Bristol Events
Tuesday, 19 January 2010
"We are gods and we have to
get good at it"
Environmental "heretic" Stewart Brand came to Bristol Monday evening to present the case for "ecopragmatism" in the face of potentially catastrophic global climate change.

Brand's long-term friend and collaborator, musician Brian Eno, praised him for his untiring commitment to the planet at the evening talk in St.
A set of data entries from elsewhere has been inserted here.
PR #5108, opened 2026-07-26
Fix missing nested packages in package-lock.json v1

### LINKED ISSUE #5101: package-lock.json v1: nested dependencies entries are never cataloged (flat top-level iteration only)
## What happened

On a lockfileVersion-1 `package-lock.json` (no `node_modules` present), syft catalogs only the
top-level `dependencies` entries. Nested entries — which npm creates exactly when a package needs a
*different version* than the hoisted one — are never visited, so every conflicting-version duplicate
is missing from the SBOM.

Real-world magnitude (Skyscanner/backpack-android @ a v1 lockfile): the lockfile declares **1,057
unique name@version pairs** across the full nested tree; syft emits exactly the **824 top-level
pairs** (with `SYFT_JAVASCRIPT_INCLUDE_DEV_DEPENDENCIES=true`; 10 without). The 233 missing pairs
are all nested conflicting versions (e.g. `@babel/code-frame@7.12.11` nested vs `7.16.7` hoisted).

Since CVE ranges are version-specific, a missing *version* can hide a real vulnerability match even
when the package name is cataloged at another version.

## Where

`syft/pkg/cataloger/javascript/parse_package_lock.go` — the v1 branch iterates
`lock.Dependencies` (the flat top level) and does not recurse into each entry's own
`dependencies` map. The v2/v3 branch is unaffected (the `packages` map is already flat).

## Expected

The v1 walk recurses (npm docs: nested entries appear precisely for conflicting-version installs,
so the unique install set is the union over every depth), deduplicating (name, version) pairs.

## Environment

syft 1.48.0 (also inspected on main). Reproduces with:
`syft scan dir:<checkout-with-v1-lockfile> -o syft-json` → compare artifact count against a
recursive parse of the same lockfile.

## Note

Happy to contribute a reproduction fixture (minimal v1 lockfile with one nested conflicting
version) if useful.

Eljees:
## Description

Catalog nested dependency entries in npm package-lock v1 files. Previously, Syft only visited the top-level dependency map, so conflicting versions installed below another package were missing from the SBOM.

This change:
- recursively walks nested v1 dependency maps
- keeps distinct package versions while deduplicating repeated name/version pairs
- skips complete dev-only subtrees when dev dependencies are disabled
- adds a multi-level regression fixture covering all three cases

## Type of change

## Testing

- `go test ./syft/pkg/cataloger/javascript -count=1`
- `go vet ./syft/pkg/cataloger/javascript`

## Checklist

## Issue references

Fixes #5101

### DIFF
--- a/syft/pkg/cataloger/javascript/parse_package_lock.go
+++ b/syft/pkg/cataloger/javascript/parse_package_lock.go
@@ -27,10 +27,11 @@ type packageLock struct {
 
 // lockDependency represents a single package dependency listed in the package.lock json file
 type lockDependency struct {
-	Version   string `json:"version"`
-	Resolved  string `json:"resolved"`
-	Integrity string `json:"integrity"`
-	Dev       bool   `json:"dev"`
+	Version      string                    `json:"version"`
+	Resolved     string                    `json:"resolved"`
+	Integrity    string                    `json:"integrity"`
+	Dev          bool                      `json:"dev"`
+	Dependencies map[string]lockDependency `json:"dependencies"`
 }
 
 type lockPackage struct {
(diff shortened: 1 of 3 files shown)


wagoodman (approved):

Eljees:
I'm glad could have helped!!

PR #5111, opened 2026-07-27
Add support for scanning IPK packages using the deb-archive-cataloger

skyhisi:
## Description

IPK packages are used by the opkg package manager, they have the same format as DEB packages, so the existing scanner can be used.

## Type of change

## Checklist


spiffcs (commented):
👋 Thanks for the PR @skyhisi. I think I have some questions before we move foward.

Does this update do what is actually suggests in the PR? 

Can you add some tests or show some steps that demonstrate syft working correctly with files that match the`*.ipk` glob?

Can the .ipk come as a gzipped tar like in this example and does syft handle this correctly with this change? 
```
$ curl -sLO https://downloads.openwrt.org/releases/23.05.5/packages/mips_24kc/base/6in4_28_all.ipk
$ file 6in4_28_all.ipk   → gzip compressed data
```
I don't think our current `AR` implementation would play nice with a match that comes as gzipped and might produce no package results as well as superfluous unknown entries.

I think we might need more complex handling of the compression for the different cases utilizing `mholt/archives`: see the original PR for context https://github.com/anchore/syft/pull/3704

For this PR to move forward:
- I think we need to do a bit more inquiry into the different compression formats `*.ipk` could come in, handling of those, and tests added showing that handling
- Glob tests added
- We probably want the team to chime in here as well to see if there are any other considerations for syft's surface area on if the opkg package manager should be lumped under the deb archive cataloger like this, or if it deserves a spot carved out on it's own or mentioned in some way.

skyhisi:
@spiffcs Thanks for taking an initial look at this PR, I didn't realise the OpenWrt version of IPK used a gzip outer container, I'm using it with packages built by Yocto which follows the Debian format of having an outer AR file containing compressed tar files, which it works fine with.

I can look into adding some tests for the globbing, but from using it, it works fine.

I haven't tried it with OpenWrt packages and given that the [OpenWrt project has moved to using APK](https://forum.openwrt.org/t/openwrt-25-12-0-stable-release/247228#p-1286229-switch-package-manager-from-opkg-to-apk-4) (Alpine format) packages, I'm not sure if it's worth the syft project supporting the deprecated IPK format? Maybe it'd be enough if it skipped them?

skyhisi:
I've updated the PR with some unit tests now.

syft/pkg/cataloger/debian/testdata/image-single-ipk/libz1_1.3.2-r0_x86-64-v3.ipk
wagoodman, line 1: the dockerfile-based tests you have should be sufficient, and ideally we should not be checking in the binary ipk files (even though it is relatively small).

Why not just use one docker fixture?...
```
rm Dockerfile
mv Dockerfile.build Dockerfile
```
... it looks like you would still be covered (shout out if I'm missing something)

skyhisi: `Dockerfile.build` builds the IPK package using Yocto which can take quite a long time (20-30 minutes) as Yocto will compile the full cross-compiler toolchain first before making packages for a target, so that's why I added a pre-built IPK, with the `Dockerfile` used by the test adding the prebuilt IPK.

I thought it best to include the `Dockerfile.build` in case someone wants to rebuild the IPK in the future, or see how it was built.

George's.
Eno welcomed the fact that in a field such as environmentalism that often attracts religious fervour, Brand's approach was "unideological".
Eno said that Brand's successful campaign in the 1960s to have NASA publish colour images of Earth from the Apollo missions "did more for environmentalism than any other one single picture".
Speaking to a nearly full house, Brand croaked with a voice like static owing to a recent cold, "The climate problem is global, so the solutions must be global."
He presented the ideas in his new book, "Whole Earth Discipline: An Ecopragmatist Manifesto", which build upon what he called his four environmental heresies, proclaimed to the not-for-profit TED organisation in 2009.
The four heresies were: cities are green, nuclear power is green, genetic engineering is green and geoengineering is probably necessary.

Five-sixths of the world's population lives in the developing world and they are abandoning their villages in the millions: Brand estimates 1.3 million people a week move from the countryside into cities.
Brand sees this development as a good thing as it is much easier to provide services for people who are densely packed together, and when they leave subsistence farming behind in the countryside, it returns to a more natural state.
Turning to power, Brand noted that the world currently produces 16 terawatts (TW), two-thirds of which comes from burning fossil fuels.
In order to maintain carbon dioxide levels in the atmosphere at 450 parts per million, Brand says we would need to replace 13TW of the 16TW total with green energy.
Splitting the 13TW up between wind, hydroelectric, tidal, solar and geothermal would still result in the loss of an area of land the size of North America, a mythical place he dubbed Renewistan.
The 2007 report by the United Nations Intergovernmental Panel on Climate Change predicted a concentration of carbon dioxide in the atmosphere of 450ppm would result in a global rise in average temperature of 2.8 to 3.2 degrees and a rise in sea level of between 0.6 and 1.9 metres.
Nuclear energy is the way to go, Brand said, pointing to a range of new-generation small modular reactors, like the SSTAR (small, sealed, transportable, autonomous reactor), coming on the market from manufacturers like Toshiba, Hyperion Power, Babcock & Wilcox and NuScale Power that cost relatively little and produce between 10MW and 100MW of electricity.
When questioned about limited uranium resources, he said there was plenty of uranium, not only in friendly countries like Canada and Australia, but also in decommissioned nuclear warheads.
He also said the next generation of reactor should use waste from the previous generation as fuel, and companies like TerraPower had also produced reactors that use the more abundant mineral thorium.
Brand is a firm advocate of organic food, but he said it could be enhanced with genetic modification.
Brand was scathing about Western organisations like Greenpeace and Friends of the Earth that had opposed genetically modified crops for Africa.
Quoting the Nuffield Council on Bioethics, he spoke of the "moral imperative" of providing GM staples like cassava, sorghum and golden rice, or rice enhanced with vitamin A, to developing countries.
On the final topic of geoengineering, Brand said he was relectant to support it, but said the planet may be forced into it.
When the Philippine volcano Mount Pinatubo erupted in 1991, it pumped 20 million tons of sulphur dioxide into the atmosphere, resulting in a drop in global temperatures.
"If we have one Pinatubo every year, the climate would cool by three degree Centigrade," Brand said.
For a fraction of the cost of switching to green energy, we could pump SO2 into the atmosphere, Brand said.
UK scientist Stephen Salter has also suggested spraying seawater from peripatetic vessels on the oceans into the atmosphere to enhance the albedo of clouds, increasing the amount of sunlight reflected back into space.
Brand concluded by saying, "We are gods and we have to get good at it."
Lifelong environmentalist Brand, 71, founded, edited and published the "Whole Earth Catalog" in the late 1960s, followed by the CoEvolution Quarterly in 1974.
Brand also founded the Hackers Conference and the Whole Earth 'Lectronic Link (WELL), a precursor of the internet, in 1984.
He set up the Global Business Network in 1988 and the Long Now Foundation in 1996, which aims to promote "slower/better" thinking and which is building a clock that will run for 10,000 years.
Green Party Policy
The Green Party is opposed to nuclear power, GM crops and geoengineering.